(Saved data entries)
Start of Block

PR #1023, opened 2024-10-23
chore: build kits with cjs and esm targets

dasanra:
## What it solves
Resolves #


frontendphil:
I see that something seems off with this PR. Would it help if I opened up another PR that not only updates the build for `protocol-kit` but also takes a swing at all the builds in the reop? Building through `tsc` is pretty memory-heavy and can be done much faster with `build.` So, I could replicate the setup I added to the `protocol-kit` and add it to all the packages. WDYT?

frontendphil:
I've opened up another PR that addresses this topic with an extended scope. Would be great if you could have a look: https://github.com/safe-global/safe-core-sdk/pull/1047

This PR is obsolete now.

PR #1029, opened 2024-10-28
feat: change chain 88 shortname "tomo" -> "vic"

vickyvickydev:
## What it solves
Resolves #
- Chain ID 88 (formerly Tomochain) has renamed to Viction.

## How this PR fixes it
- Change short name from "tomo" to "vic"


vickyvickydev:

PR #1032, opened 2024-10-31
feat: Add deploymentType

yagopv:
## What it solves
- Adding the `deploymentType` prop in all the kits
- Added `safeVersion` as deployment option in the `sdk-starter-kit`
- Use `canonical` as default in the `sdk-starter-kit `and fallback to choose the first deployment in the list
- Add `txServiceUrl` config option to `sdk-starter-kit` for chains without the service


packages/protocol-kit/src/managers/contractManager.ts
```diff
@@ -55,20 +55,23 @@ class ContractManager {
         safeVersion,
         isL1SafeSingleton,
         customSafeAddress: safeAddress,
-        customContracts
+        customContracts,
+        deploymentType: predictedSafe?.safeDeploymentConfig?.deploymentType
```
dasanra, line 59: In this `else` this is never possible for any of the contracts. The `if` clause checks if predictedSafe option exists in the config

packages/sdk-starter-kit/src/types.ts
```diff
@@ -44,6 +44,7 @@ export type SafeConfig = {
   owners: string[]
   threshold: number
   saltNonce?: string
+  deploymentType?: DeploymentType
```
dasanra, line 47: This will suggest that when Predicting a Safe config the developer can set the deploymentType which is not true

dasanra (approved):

End of Block
Start of Block

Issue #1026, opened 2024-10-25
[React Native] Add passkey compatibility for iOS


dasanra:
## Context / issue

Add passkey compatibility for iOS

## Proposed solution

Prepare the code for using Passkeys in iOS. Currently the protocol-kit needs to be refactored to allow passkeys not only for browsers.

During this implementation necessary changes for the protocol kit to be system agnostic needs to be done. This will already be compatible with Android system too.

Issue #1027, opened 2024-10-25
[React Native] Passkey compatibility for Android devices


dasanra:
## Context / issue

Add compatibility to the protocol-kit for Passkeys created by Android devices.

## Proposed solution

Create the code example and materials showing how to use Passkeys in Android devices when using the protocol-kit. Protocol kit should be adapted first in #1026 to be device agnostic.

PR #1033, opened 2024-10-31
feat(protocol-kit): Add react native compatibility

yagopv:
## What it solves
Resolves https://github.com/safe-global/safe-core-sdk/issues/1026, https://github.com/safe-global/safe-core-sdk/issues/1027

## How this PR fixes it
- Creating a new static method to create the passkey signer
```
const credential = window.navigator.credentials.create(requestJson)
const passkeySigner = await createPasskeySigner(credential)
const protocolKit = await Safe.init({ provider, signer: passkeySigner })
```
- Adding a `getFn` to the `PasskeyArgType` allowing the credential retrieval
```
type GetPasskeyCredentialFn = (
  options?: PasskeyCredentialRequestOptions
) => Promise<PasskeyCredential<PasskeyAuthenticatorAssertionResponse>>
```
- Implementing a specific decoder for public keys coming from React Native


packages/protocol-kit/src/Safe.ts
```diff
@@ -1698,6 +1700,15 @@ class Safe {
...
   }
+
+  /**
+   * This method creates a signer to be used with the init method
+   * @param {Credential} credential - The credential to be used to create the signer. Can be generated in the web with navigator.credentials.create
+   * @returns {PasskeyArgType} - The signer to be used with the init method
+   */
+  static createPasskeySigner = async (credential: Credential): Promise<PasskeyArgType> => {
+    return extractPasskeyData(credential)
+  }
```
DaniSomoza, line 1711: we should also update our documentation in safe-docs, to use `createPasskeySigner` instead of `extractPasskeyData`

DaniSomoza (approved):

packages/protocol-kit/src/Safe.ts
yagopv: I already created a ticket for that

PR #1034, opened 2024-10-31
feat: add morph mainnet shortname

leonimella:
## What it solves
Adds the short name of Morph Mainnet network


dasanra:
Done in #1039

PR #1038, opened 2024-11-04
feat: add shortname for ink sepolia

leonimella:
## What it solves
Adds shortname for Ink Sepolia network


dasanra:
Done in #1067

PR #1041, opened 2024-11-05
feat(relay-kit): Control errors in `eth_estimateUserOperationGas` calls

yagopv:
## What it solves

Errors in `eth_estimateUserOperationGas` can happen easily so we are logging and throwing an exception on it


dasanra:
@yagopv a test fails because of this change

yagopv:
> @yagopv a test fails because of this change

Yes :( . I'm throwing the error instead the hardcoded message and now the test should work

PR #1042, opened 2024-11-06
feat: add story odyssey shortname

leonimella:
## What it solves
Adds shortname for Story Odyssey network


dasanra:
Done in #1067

End of Block

*WORK INSTRUCTION*
Look through the entries above. Copy each line in which the string "Would" occurs.

*WRITTEN REPLY*
I see that something seems off with this PR. Would it help if I opened up another PR that not only updates the build for `protocol-kit` but also takes a swing at all the builds in the reop? Building through `tsc` is pretty memory-heavy and can be done much faster with `build.` So, I could replicate the setup I added to the `protocol-kit` and add it to all the packages. WDYT?
I've opened up another PR that addresses this topic with an extended scope. Would be great if you could have a look: https://github.com/safe-global/safe-core-sdk/pull/1047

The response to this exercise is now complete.